Historically, tape, disk, and RAM have maintained price ratios of about 1:10:1000. That is, disk storage has been 10x more expensive than tape, and RAM has been 100x more expensive than disk. . . . But, when the offline tapes are put in a nearline tape robot, the price per tape rises to 10K$/TB while packaged disks are 30K$/TB. This brings the ratios back to 1:3:240. It is fair to say that the storage cost ratios are now about 1:3:300.

The disk to nearline tape costs will inevitably reach parity despite the hard work of their engineers. Why? Because the costs of mechanical robots are only declining 2% (if that) annually while disk costs are declining at 40-50% annually. Even if tape was on the same price/capacity slope as disks – which they aren’t – the mechanicals increasing share of cost puts nearline at a permanent disadvantage. It isn’t a question of if the cost lines will cross, only when. Fortunately for StorageTek, Quantum, et. al., storage consumers are a conservative bunch, and tape buyers are the most conservative of all. It will take 10-15 years for word of tape’s obsolescence to spread.

A person can administer a million dollars of disk storage
Of all of Gray’s and Shenoy’s rules this is the one I find the most interesting. In discussing it they note

The storage management tools are struggling to keep up with the relentless growth of storage. If you are designing for the next decade, you need build systems that allow one person to manage a 10 PB store.

Now, that number is from six years ago. I suspect that if they revisited that recommendation today, they would start from today’s big systems. 100x in 10 years is the same as 10x in two successive five year spans. The biggest arrays today are about one PB and presumably may be managed by one person (feel free to correct me on that point). So in five years, 10 PB seems reasonable. Yet in 10 years, if the 100x rule holds, one person will manage 100 PB. So my question to readers is: are any of today’s storage management paradigms scalable to 100 PB in 10 years? To 10 PB in five years?

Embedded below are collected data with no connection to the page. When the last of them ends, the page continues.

PR #12159, opened 2026-05-08
Validate UTF-8 strings in JSON output and input

### LINKED ISSUE #12156: JSON parser does not check for correct UTF-8 in strings
https://github.com/ddnet/ddnet/pull/12147#issuecomment-4409697975.

This is bad because we generally assume that our strings are valid UTF-8.

For the masterserver it's not thaat bad because we enforce correct JSON on the server side.

ByFox213:
Fixes #12156

## Checklist

### DIFF
--- a/src/engine/client/serverbrowser.cpp
+++ b/src/engine/client/serverbrowser.cpp
@@ -1413,7 +1413,7 @@ void CServerBrowser::LoadDDNetInfoJson()
 	json_value_free(m_pDDNetInfo);
 	json_settings JsonSettings{};
 	char aError[256];
-	m_pDDNetInfo = json_parse_ex(&JsonSettings, static_cast<json_char *>(pBuf), Length, aError);
+	m_pDDNetInfo = JsonParseEx(&JsonSettings, static_cast<json_char *>(pBuf), Length, aError);
 	free(pBuf);
 
 	if(m_pDDNetInfo == nullptr)
@@ -1464,6 +1464,11 @@ bool CServerBrowser::ParseCommunityServers(CCommunity *pCommunity, const json_va
 		if(Types.u.object.length == 0)
 			continue;
 
+		if(str_has_cc(Name.u.string.ptr))
+		{
+			log_error("serverbrowser", "invalid community country name (ServerIndex=%u)", ServerIndex);
+			return false;
+		}
 		pCommunity->m_vCountries.emplace_back(Name.u.string.ptr, FlagId.u.integer);
 		CCommunityCountry *pCountry = &pCommunity->m_vCountries.back();
 
--- a/src/engine/client/text.cpp
+++ b/src/engine/client/text.cpp
@@ -1190,7 +1190,7 @@ public:
 		// parse json data
 		json_settings JsonSettings{};
 		char aError[256];
-		json_value *pJsonData = json_parse_ex(&JsonSettings, static_cast<const json_char *>(pFileData), JsonFileSize, aError);
+		json_value *pJsonData = JsonParseEx(&JsonSettings, static_cast<const json_char *>(pFileData), JsonFileSize, aError);
 		free(pFileData);
 		if(pJsonData == nullptr)
 		{
--- a/src/engine/shared/json.cpp
+++ b/src/engine/shared/json.cpp
@@ -3,6 +3,69 @@
 
 #include <engine/shared/json.h>
 
+static bool JsonValidateUtf8Recursive(const json_value *pValue)
+{
+	dbg_assert(pValue != nullptr, "JsonValidateUtf8Recursive: pValue must not be null");
+	switch(pValue->type)
+	{
+	case json_string:
+		return str_utf8_check(*pValue);
+	case json_array:
+		for(unsigned i = 0; i < pValue->u.array.length; i++)
+		{
+			if(!JsonValidateUtf8Recursive(&(*pValue)[i]))
+				return false;
+		}
+		return true;
+	case json_object:
+		for(unsigned i = 0; i < pValue->u.object.length; i++)
+		{
+			const char *pName = pValue->u.object.values[i].name;
+			if(!str_utf8_check(pName))
+				return false;
+			if(!JsonValidateUtf8Recursive(&(*pValue)[i]))
+				return false;
+		}
+		return true;
+	default:
+		return true;
+	}
+}
+
+json_value *JsonParse(const json_char *pJson, size_t Length)
+{
+	json_value *pValue = json_parse(pJson, Length);
+	if(pValue == nullptr)
+	{
+		return nullptr;
+	}
+	if(!JsonValidateUtf8Recursive(pValue))
+	{
+		json_value_free(pValue);
+		return nullptr;
+	}
+	return pValue;
+}
+
+json_value *JsonParseEx(json_settings *pSettings, const json_char *pJson, size_t Length, char *pError)
+{
+	json_value *pValue = json_parse_ex(pSettings, pJson, Length, pError);
+	if(pValue == nullptr)
+	{
+		return nullptr;
+	}
+	if(!JsonValidateUtf8Recursive(pValue))
+	{
+		if(pError)
+		{
+			str_copy(pError, "invalid utf-8 in string literal", json_error_max);
+		}
+		json_value_free(pValue);
+		return nullptr;
+	}
+	return pValue;
+}
+
 const struct _json_value *json_object_get(const json_value *pObject, const char *pIndex)
 {
 	unsigned int i;
@@ -63,6 +126,7 @@ static char EscapeJsonChar(char c)
 char *EscapeJson(char *pBuffer, int BufferSize, const char *pString)
 {
 	dbg_assert(BufferSize > 0, "can't null-terminate the string");
+	dbg_assert(str_utf8_check(pString), "invalid UTF-8 in string");
 	// Subtract the space for null termination early.
 	BufferSize--;
 
--- a/src/engine/shared/json.h
+++ b/src/engine/shared/json.h
@@ -3,6 +3,9 @@
 
 #include <engine/external/json-parser/json.h>
 
+json_value *JsonParse(const json_char *pJson, size_t Length);
+json_value *JsonParseEx(json_settings *pSettings, const json_char *pJson, size_t Length, char *pError);
+
 const struct _json_value *json_object_get(const json_value *pObject, const char *pIndex);
 const struct _json_value *json_array_get(const json_value *pArray, int Index);
 int json_array_length(const json_value *pArray);
--- a/src/engine/shared/jsonwriter.cpp
+++ b/src/engine/shared/jsonwriter.cpp
@@ -111,6 +111,8 @@ bool CJsonWriter::CanWriteDatatype()
 
 void CJsonWriter::WriteInternalEscaped(const char *pStr)
 {
+	dbg_assert(str_utf8_check(pStr), "CJsonWriter::WriteInternalEscaped: input must be valid UTF-8");
+
 	WriteInternal("\"");
 	int UnwrittenFrom = 0;
 	int Length = str_length(pStr);
--- a/src/game/client/components/menus_ingame_touch_controls.cpp
+++ b/src/game/client/components/menus_ingame_touch_controls.cpp
@@ -8,6 +8,7 @@
 #include <engine/external/json-parser/json.h>
 #include <engine/font_icons.h>
 #include <engine/graphics.h>
+#include <engine/shared/json.h>
 #include <engine/shared/jsonwriter.h>
 #include <engine/shared/localization.h>
 #include <engine/textrender.h>
@@ -1470,7 +1471,7 @@ std::string CMenusIngameTouchControls::CBehaviorElements::ParseLabel(const char 
 	char aError[256];
 	char aJsonString[1048];
 	str_format(aJsonString, sizeof(aJsonString), "\"%s\"", pLabel);
-	json_value *pJsonLabel = json_parse_ex(&JsonSettings, aJsonString, str_length(aJsonString), aError);
+	json_value *pJsonLabel = JsonParseEx(&JsonSettings, aJsonString, str_length(aJsonString), aError);
 	if(pJsonLabel == nullptr)
 	{
 		return pLabel;
--- a/src/engine/client/updater.cpp
+++ b/src/engine/client/updater.cpp
@@ -281,7 +281,7 @@ void CUpdater::ParseUpdate()
 	if(!m_pStorage->ReadFile(m_pStorage->GetBinaryPath("update/update.json", aPath, sizeof(aPath)), IStorage::TYPE_ABSOLUTE, &pBuf, &Length))
 		return;
 
-	json_value *pVersions = json_parse((json_char *)pBuf, Length);
+	json_value *pVersions = JsonParse((json_char *)pBuf, Length);
 	free(pBuf);
 
 	if(!pVersions || pVersions->type != json_array)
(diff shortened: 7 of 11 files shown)


Robyt3 (commented):
#12156 isn't exclusive to serverlist parsing. I don't think the solution is to add `str_utf8_check` everywhere. It should apply to all JSON parsing. Please discuss on the issue first.

ByFox213:
> #12156 isn't exclusive to serverlist parsing. I don't think the solution is to add `str_utf8_check` everywhere. It should apply to all JSON parsing. Please discuss on the issue first.

It would have been better to discuss it, I was in a hurry, I apologize. I'll leave the PR open for now, as we decide, I'll change everything.

ByFox213:
```diff
- bool Error
...
- Error = false;
- Error = Error || MaxClients.type != json_integer;
+ bool Error = MaxClients.type != json_integer;
```
I would like to do it this way, but it is not for this pr.

src/game/client/components/menus_ingame_touch_controls.cpp
ByFox213, line 1477: There is no `json_value_free(pJsonLabel);` here, please open an issue.

This is not a matter for this pr

src/engine/shared/json.cpp
Robyt3, line 1: Should `dbg_assert` on invalid UTF-8. We should never try to escape invalid UTF-8.

src/engine/shared/jsonwriter.cpp
Robyt3, line 1: Should `dbg_assert` on invalid UTF-8. We should never try to write it.

src/game/client/components/menus_ingame_touch_controls.cpp
```diff
@@ -1477,6 +1477,10 @@ std::string CMenusIngameTouchControls::CBehaviorElements::ParseLabel(const char
 	}
 	std::string ParsedString = pJsonLabel->u.string.ptr;
 	json_value_free(pJsonLabel);
+	if(str_has_cc(ParsedString.c_str()) || !str_utf8_check(ParsedString.c_str()))
```
Robyt3: Checking for `str_has_cc` everywhere is not correct. For example, touch button labels are allowed to contain line breaks.

Robyt3 (commented):
This doesn't seem to cover all JSON strings being parsed. For example the news string is missing.

I don't really like having to add `str_utf8_check` and `str_has_cc` checks everywhere.

src/game/client/components/menus_ingame_touch_controls.cpp
Robyt3: See #12166. Should be impossible to happen.

src/engine/shared/json.cpp
ByFox213: Even though you point to a file, I roughly understand what you are talking about.

src/game/client/components/menus_ingame_touch_controls.cpp
ByFox213: In any case, it seemed strange to me, thanks for the action taken.

src/game/client/components/censor.cpp
ByFox213, line 146: `json_value_free(pData);`

There isn't one here either, and in the checks above too
Although it is unlikely that this will happen, cleaning or assertion is necessary.

ByFox213, line 157: `json_value_free(pData);`

ByFox213, line 1: I also just noticed that this code is commented out, so I'll turn a blind eye to it.

src/engine/client/text.cpp
```diff
@@ -1197,6 +1197,12 @@ class CTextRender : public IEngineTextRender
...
 		}
+		if(!json_validate_utf8(pJsonData))
+		{
+			log_error("textrender", "Failed to parse font index file '%s': invalid utf-8", pFilename);
+			json_value_free(pJsonData);
+			return false;
+		}
 		if(pJsonData->type != json_object)
 		{
 			log_error("textrender", "Font index malformed: root must be an object in file '%s'", pFilename);
```
ByFox213, line 1202: `json_value_free(pJsonData);`

https://github.com/ddnet/ddnet/pull/12159#discussion_r3215256685

ByFox213:
I seem to be satisfied with the current result, I'm waiting for you to review the code, all tests pass and everything is fine in the game

heinrich5991:
> ```diff
> - bool Error
> ...
> - Error = false;
> - Error = Error || MaxClients.type != json_integer;
> + bool Error = MaxClients.type != json_integer;
> ```
>
> I would like to do it this way, but it is not for this pr.

Why? It breaks the symmetry.

src/engine/shared/json.cpp
```diff
@@ -3,6 +3,43 @@
 
 #include <engine/shared/json.h>
 
+static bool JsonValidateUtf8Recursive(const json_value *pValue)
+{
+	if(!pValue)
+		return false;
```
heinrich5991: `dbg_assert` here instead.

src/engine/shared/json.cpp
```diff
@@ -3,6 +3,43 @@
...
+	switch(pValue->type)
+	{
+	case json_string:
+		return pValue->u.string.ptr != nullptr && str_utf8_check(pValue->u.string.ptr);
```
heinrich5991:
```suggestion
		return str_utf8_check(*pValue);
```
If you want, you can `dbg_assert` that this is not `nullptr`.

src/engine/shared/json.cpp
```diff
@@ -3,6 +3,43 @@
...
+	case json_array:
+		for(unsigned i = 0; i < pValue->u.array.length; i++)
+		{
+			const json_value *pChild = pValue->u.array.values[i];
+			if(!JsonValidateUtf8Recursive(pChild))
+				return false;
```
heinrich5991:
```suggestion
			if(!JsonValidateUtf8Recursive((*pValue)[i])
				return false;
```

src/engine/shared/json.cpp
```diff
@@ -3,6 +3,43 @@
...
+		}
+		return true;
+	case json_object:
+		for(unsigned i = 0; i < pValue->u.object.length; i++)
+		{
+			const char *pName = pValue->u.object.values[i].name;
+			if(pName == nullptr || !str_utf8_check(pName))
```
heinrich5991:
```suggestion
			if(!str_utf8_check(pName))
```
If you want, you can `dbg_assert` that this is not the `nullptr`.

src/engine/client/serverbrowser.cpp
```diff
@@ -1464,7 +1470,13 @@ bool CServerBrowser::ParseCommunityServers(CCommunity *pCommunity, const json_va
 		if(Types.u.object.length == 0)
 			continue;
 
-		pCommunity->m_vCountries.emplace_back(Name.u.string.ptr, FlagId.u.integer);
+		const char *pName = Name.u.string.ptr;
+		if(str_has_cc(pName) || !json_validate_utf8(&Name))
+		{
+			log_error("serverbrowser", "invalid community country name (ServerIndex=%u)", ServerIndex);
+			continue;
```
heinrich5991: Return an error instead.

src/engine/shared/json.cpp
```diff
@@ -3,6 +3,43 @@
...
+			if(!JsonValidateUtf8Recursive(pChild))
+				return false;
+		}
+		return true;
+	default:
+		return true;
+	}
+}
+
+bool json_validate_utf8(const json_value *pValue)
```
heinrich5991: Instead of this being an optional step after parsing, we should replace our parsing function.

Call it `JsonParse` and `JsonParseEx` or something, call `json_parse_ex` and then `JsonValidateUtf8Recursive`, only return something if the JSON only contains valid UTF-8.

src/engine/shared/json.cpp
```diff
@@ -94,6 +131,32 @@ char *EscapeJson(char *pBuffer, int BufferSize, const char *pString)
...
+				// Escape invalid UTF-8 byte.
+				str_format(pBuffer, BufferSize, "\\u%04x", (unsigned char)c);
+				pBuffer += 6;
+				BufferSize -= 6;
+			}
+			else
+			{
+				break;
+			}
+		}
```
heinrich5991: @Robyt3 means: This should not be added. At most, you could create an assertion here if you find invalid UTF-8.

src/engine/shared/jsonwriter.cpp
```diff
@@ -136,8 +139,9 @@ void CJsonWriter::WriteInternalEscaped(const char *pStr)
 			}
 			else
 			{
+				// For invalid UTF-8 we escape raw bytes as \u00XX.
```
heinrich5991: Same here, this should not be added. You could assert that the input is valid UTF-8 instead.

src/engine/shared/serverinfo.cpp
```diff
@@ -82,10 +82,10 @@ bool CServerInfo2::FromJsonRaw(CServerInfo2 *pOut, const json_value *pJson)
...
 	Error = Error || Passworded.type != json_boolean;
 	Error = Error || (ClientScoreKind.type != json_none && ClientScoreKind.type != json_string);
-	Error = Error || GameType.type != json_string || str_has_cc(GameType);
-	Error = Error || Name.type != json_string || str_has_cc(Name);
-	Error = Error || MapName.type != json_string || str_has_cc(MapName);
-	Error = Error || Version.type != json_string || str_has_cc(Version);
+	Error = Error || GameType.type != json_string || str_has_cc(GameType) || !json_validate_utf8(&GameType);
+	Error = Error || Name.type != json_string || str_has_cc(Name) || !json_validate_utf8(&Name);
+	Error = Error || MapName.type != json_string || str_has_cc(MapName) || !json_validate_utf8(&MapName);
+	Error = Error || Version.type != json_string || str_has_cc(Version) || !json_validate_utf8(&Version);
```
heinrich5991: This is unnecessary if the validation already happens on parsing.

src/test/json_test.cpp
```diff
@@ -19,4 +19,10 @@ TEST(Json, Escape)
 	EXPECT_STREQ(EscapeJson(aSmall, sizeof(aSmall), "\\"), "");
 	EXPECT_STREQ(EscapeJson(aSix, sizeof(aSix), "\x01"), "");
 	EXPECT_STREQ(EscapeJson(aSix, sizeof(aSix), "aaaaaa"), "aaaaa");
+
+	// Invalid UTF-8 bytes should be escaped
+	EXPECT_STREQ(EscapeJson(aBuf, sizeof(aBuf), "\x80"), "\\u0080");
+	EXPECT_STREQ(EscapeJson(aBuf, sizeof(aBuf), "\xff"), "\\u00ff");
+	EXPECT_STREQ(EscapeJson(aBuf, sizeof(aBuf), "a\x80\xff\x80z"), "a\\u0080\\u00ff\\u0080z");
+	EXPECT_STREQ(EscapeJson(aBuf, sizeof(aBuf), "\xfe"), "\\u00fe");
```
heinrich5991: No, they shouldn't be.

src/test/jsonwriter_test.cpp
```diff
@@ -185,6 +185,12 @@ TYPED_TEST(JsonWriters, EscapeUnicode)
 	this->Impl.Expect("\"愛😂\"\n");
 }
 
+TYPED_TEST(JsonWriters, EscapeInvalidUtf8)
+{
+	this->Impl.m_pJson->WriteStrValue("a\x80\xfez");
+	this->Impl.Expect("\"a\\u0080\\u00fez\"\n");
+}
```
heinrich5991: Same here, this shouldn't happen.

heinrich5991 (commented):
Thanks for tackling this issue. :)

Generally, I'd like to maintain our invariants: `char *` in the codebase always point to valid UTF-8, so we shouldn't add extra handling (beyond asserts) in case this isn't true.

Please add "Fixes #12156." to commit and PR description.

heinrich5991:
I should make sure that we don't allow invalid UTF-8 or lone surrogates in the masterserver.

ByFox213:
> Why? It breaks the symmetry.

It's up to you how this code will be, but it just looks terrible, at the beginning we say that there is a variable and change it many times, although here an if statement would be more efficient in terms of performance.

ByFox213:
> I should make sure that we don't allow invalid UTF-8 or lone surrogates in the masterserver.

I'm running the client specifically for testing, but it's better to check it from the master server code side.

src/engine/client/serverbrowser.cpp
```diff
@@ -1464,7 +1464,13 @@ bool CServerBrowser::ParseCommunityServers(CCommunity *pCommunity, const json_va
 		if(Types.u.object.length == 0)
 			continue;
 
-		pCommunity->m_vCountries.emplace_back(Name.u.string.ptr, FlagId.u.integer);
+		const char *pName = Name.u.string.ptr;
+		if(str_has_cc(pName) || !json_validate_utf8(&Name))
```
ByFox213: I'm not sure this is needed here since we have `JsonParseEx`, only if `str_has_cc`

ByFox213:
I left the code review unclosed, in which I have doubts that I did not finish them. Please check them in the translation.

heinrich5991:
> although here an if statement would be more efficient in terms of performance.

As far as I understand it, `if` statements would have the same performance.

src/engine/shared/json.cpp
```diff
@@ -3,6 +3,74 @@
...
+		return true;
+	default:
+		return true;
+	}
+}
+
+bool json_validate_utf8(const json_value *pValue)
+{
+	return JsonValidateUtf8Recursive(pValue);
+}
```
heinrich5991: Function is unneeded now.

src/engine/shared/json.cpp
```diff
@@ -3,6 +3,74 @@
...
+	json_value *pValue = json_parse_ex(pSettings, pJson, Length, pError);
+	if(pValue == nullptr)
+	{
+		return nullptr;
+	}
+	if(!JsonValidateUtf8Recursive(pValue))
+	{
+		if(pError)
+		{
+			str_copy(pError, "invalid utf-8", json_error_max);
```
heinrich5991:
```suggestion
			str_copy(pError, "invalid utf-8 in string literal", json_error_max);
```

src/engine/shared/json.cpp
heinrich5991: You can simply remove all of this new code.

If you want, you can add a `dbg_assert(str_utf8_check(pString), "invalid UTF-8 in string");` at the top of the function.

src/engine/shared/json.h
```diff
@@ -3,12 +3,16 @@
...
+json_value *JsonParse(const json_char *pJson, size_t Length);
+json_value *JsonParseEx(json_settings *pSettings, const json_char *pJson, size_t Length, char *pError);
+
 const struct _json_value *json_object_get(const json_value *pObject, const char *pIndex);
 const struct _json_value *json_array_get(const json_value *pArray, int Index);
 int json_array_length(const json_value *pArray);
 const char *json_string_get(const json_value *pString);
 int json_int_get(const json_value *pInteger);
 int json_boolean_get(const json_value *pBoolean);
+bool json_validate_utf8(const json_value *pValue);
```
heinrich5991: Unneeded.

src/engine/client/serverbrowser.cpp
heinrich5991: Yea, only `str_has_cc` is needed here.

src/engine/shared/jsonwriter.cpp
heinrich5991: This is okay now.

heinrich5991 (approved):
Thanks! :)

Storage’s secular trend is to move intelligence from people to CPU and then to storage. With early drum storage, programmers hand-optimized the data layout on the drum to reduce rotational latency. With the RAMAC, the CPU controlled the disk drive’s arm movement directly. Over time many functions, such as mirroring, moved from person-to-CPU-to-storage. Storage has already achieved a degree of automation and virtualization far beyond what practitioners imagined even 20 years ago.

Looking at the rules of thumb in Gray and Shenoy’s paper and comparing them to what we know about IDC’s – mostly Google, since they’ve been the most open – suggests that the rules are essentially correct. More importantly, not following the rules as one scales up is costly in equipment and labor.

Enterprise Data Centers (EDCs) don’t have the growth rate of a Google or Amazon, so they don’t face the stark choices that come with triple digit growth. Yet it is clear that today’s EDC architectures will not scale indefinitely, either technically or economically. Smart EDC architects and CIOs will start thinking sooner, rather than later, about how to start adapting IDC architectures to EDC problems.